§ **EXERCISE DIRECTIONS**:
Only the lines that hold "previous" should be in the answer, each copied from the data below.
(SUPPLIED ENTRIES Opens)
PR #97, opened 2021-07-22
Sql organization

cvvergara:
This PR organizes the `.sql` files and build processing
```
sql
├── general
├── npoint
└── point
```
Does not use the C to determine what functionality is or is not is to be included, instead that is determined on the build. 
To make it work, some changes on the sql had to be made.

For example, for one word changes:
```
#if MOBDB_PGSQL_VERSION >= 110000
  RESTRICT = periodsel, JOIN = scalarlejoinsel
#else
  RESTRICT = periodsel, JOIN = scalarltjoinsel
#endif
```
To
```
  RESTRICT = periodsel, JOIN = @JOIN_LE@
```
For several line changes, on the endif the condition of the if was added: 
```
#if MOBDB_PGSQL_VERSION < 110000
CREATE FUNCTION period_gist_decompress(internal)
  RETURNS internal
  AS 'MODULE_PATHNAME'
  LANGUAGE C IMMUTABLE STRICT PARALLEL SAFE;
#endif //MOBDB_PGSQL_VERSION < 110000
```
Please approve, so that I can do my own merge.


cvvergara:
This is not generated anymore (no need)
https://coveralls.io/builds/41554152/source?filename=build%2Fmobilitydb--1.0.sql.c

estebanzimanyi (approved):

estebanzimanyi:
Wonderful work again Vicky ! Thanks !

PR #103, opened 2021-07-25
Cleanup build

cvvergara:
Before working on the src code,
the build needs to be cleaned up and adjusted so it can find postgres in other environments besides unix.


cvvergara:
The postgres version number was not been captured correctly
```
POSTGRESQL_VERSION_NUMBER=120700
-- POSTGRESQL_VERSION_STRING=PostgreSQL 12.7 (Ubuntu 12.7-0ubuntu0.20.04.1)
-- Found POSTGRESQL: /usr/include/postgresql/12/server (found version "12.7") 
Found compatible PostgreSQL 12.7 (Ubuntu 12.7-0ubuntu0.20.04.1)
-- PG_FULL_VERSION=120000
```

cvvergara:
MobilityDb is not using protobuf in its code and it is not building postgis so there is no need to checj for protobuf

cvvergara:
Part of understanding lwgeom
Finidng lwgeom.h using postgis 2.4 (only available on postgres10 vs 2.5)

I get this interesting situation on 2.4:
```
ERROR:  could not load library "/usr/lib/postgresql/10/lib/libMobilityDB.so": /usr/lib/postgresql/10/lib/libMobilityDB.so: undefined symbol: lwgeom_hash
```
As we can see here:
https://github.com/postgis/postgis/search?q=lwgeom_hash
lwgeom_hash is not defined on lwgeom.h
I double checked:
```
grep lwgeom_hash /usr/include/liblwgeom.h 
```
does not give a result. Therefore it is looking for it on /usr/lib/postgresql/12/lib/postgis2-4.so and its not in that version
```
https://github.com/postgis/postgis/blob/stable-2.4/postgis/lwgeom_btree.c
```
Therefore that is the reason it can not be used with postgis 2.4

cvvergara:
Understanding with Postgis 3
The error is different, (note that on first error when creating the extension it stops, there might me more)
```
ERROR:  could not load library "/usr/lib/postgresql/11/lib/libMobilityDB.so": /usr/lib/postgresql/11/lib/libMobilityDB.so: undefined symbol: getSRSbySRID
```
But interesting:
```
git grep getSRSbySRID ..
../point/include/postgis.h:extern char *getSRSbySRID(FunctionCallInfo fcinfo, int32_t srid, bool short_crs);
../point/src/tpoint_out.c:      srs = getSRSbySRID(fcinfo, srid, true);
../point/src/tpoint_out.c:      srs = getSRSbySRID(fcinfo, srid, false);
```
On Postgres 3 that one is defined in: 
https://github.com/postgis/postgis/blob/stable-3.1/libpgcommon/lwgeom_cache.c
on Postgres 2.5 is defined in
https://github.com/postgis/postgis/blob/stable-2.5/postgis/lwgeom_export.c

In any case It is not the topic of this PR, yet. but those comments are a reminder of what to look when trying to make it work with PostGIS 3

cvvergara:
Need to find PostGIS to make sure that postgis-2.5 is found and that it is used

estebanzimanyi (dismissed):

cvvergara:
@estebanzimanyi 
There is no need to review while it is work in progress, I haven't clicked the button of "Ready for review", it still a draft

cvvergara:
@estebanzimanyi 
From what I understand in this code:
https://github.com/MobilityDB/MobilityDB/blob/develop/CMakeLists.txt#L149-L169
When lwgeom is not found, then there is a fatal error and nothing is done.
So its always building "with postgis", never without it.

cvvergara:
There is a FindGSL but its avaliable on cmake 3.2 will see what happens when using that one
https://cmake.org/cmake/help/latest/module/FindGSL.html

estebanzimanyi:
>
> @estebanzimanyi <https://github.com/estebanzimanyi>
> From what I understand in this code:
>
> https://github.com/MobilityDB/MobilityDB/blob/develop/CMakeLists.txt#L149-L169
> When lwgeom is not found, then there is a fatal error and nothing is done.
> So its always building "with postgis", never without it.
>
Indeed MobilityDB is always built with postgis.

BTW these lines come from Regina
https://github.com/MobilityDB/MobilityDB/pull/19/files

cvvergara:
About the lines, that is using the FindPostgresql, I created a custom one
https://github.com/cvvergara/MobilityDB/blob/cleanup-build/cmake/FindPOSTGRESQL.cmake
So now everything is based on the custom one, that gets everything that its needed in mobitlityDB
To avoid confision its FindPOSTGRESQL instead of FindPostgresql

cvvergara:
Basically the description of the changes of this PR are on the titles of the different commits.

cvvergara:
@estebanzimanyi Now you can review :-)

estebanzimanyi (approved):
(SUPPLIED ENTRIES Closes)
(SUPPLIED ENTRIES Opens)
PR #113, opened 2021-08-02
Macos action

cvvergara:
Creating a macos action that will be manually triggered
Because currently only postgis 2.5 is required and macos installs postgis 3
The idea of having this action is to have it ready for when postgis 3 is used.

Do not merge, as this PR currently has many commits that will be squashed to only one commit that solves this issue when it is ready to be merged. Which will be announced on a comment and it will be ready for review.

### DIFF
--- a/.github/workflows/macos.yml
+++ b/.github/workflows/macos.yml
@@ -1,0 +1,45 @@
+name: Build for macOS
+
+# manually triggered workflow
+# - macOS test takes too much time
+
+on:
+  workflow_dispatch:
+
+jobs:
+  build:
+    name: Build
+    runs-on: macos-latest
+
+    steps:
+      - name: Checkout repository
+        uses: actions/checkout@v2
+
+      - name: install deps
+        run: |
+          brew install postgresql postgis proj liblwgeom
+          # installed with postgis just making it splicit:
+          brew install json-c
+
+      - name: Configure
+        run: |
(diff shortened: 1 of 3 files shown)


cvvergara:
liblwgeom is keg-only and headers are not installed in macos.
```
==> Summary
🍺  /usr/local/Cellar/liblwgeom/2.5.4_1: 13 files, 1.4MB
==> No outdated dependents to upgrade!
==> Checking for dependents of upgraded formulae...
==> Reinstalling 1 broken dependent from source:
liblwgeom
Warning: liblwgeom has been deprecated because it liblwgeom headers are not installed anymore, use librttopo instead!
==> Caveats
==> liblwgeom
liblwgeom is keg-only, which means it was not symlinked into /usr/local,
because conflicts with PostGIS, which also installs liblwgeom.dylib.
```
(SUPPLIED ENTRIES Closes)
(SUPPLIED ENTRIES Opens)
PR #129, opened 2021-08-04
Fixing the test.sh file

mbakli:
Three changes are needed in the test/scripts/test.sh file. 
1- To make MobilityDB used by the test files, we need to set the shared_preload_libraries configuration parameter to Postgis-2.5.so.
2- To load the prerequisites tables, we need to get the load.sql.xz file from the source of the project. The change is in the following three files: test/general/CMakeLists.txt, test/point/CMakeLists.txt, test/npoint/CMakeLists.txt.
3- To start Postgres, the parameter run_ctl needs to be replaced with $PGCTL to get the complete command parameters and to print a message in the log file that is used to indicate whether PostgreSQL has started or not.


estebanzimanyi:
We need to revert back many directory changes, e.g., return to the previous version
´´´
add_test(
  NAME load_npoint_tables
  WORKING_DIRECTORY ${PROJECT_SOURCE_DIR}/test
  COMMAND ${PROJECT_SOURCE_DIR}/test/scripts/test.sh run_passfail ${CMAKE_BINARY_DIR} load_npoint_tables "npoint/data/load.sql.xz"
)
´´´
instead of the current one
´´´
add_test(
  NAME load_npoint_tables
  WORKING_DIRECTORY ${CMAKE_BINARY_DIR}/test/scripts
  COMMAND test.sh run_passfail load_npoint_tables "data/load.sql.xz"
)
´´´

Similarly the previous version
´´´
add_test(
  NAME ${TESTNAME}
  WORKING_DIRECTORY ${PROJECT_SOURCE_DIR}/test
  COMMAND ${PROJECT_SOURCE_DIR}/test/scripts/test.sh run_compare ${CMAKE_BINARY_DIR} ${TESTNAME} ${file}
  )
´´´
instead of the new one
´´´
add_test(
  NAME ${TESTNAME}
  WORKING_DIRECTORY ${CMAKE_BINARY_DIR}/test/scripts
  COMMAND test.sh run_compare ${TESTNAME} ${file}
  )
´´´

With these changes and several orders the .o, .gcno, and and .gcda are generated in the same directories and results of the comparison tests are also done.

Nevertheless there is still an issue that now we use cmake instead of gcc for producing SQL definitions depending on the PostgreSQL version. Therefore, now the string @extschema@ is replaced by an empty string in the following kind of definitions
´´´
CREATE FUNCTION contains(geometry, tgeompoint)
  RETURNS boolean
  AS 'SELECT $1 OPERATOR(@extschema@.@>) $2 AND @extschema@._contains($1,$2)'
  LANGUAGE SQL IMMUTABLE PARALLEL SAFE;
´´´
(SUPPLIED ENTRIES Closes)
§ **RESULT BELOW**:
We need to revert back many directory changes, e.g., return to the previous version
Similarly the previous version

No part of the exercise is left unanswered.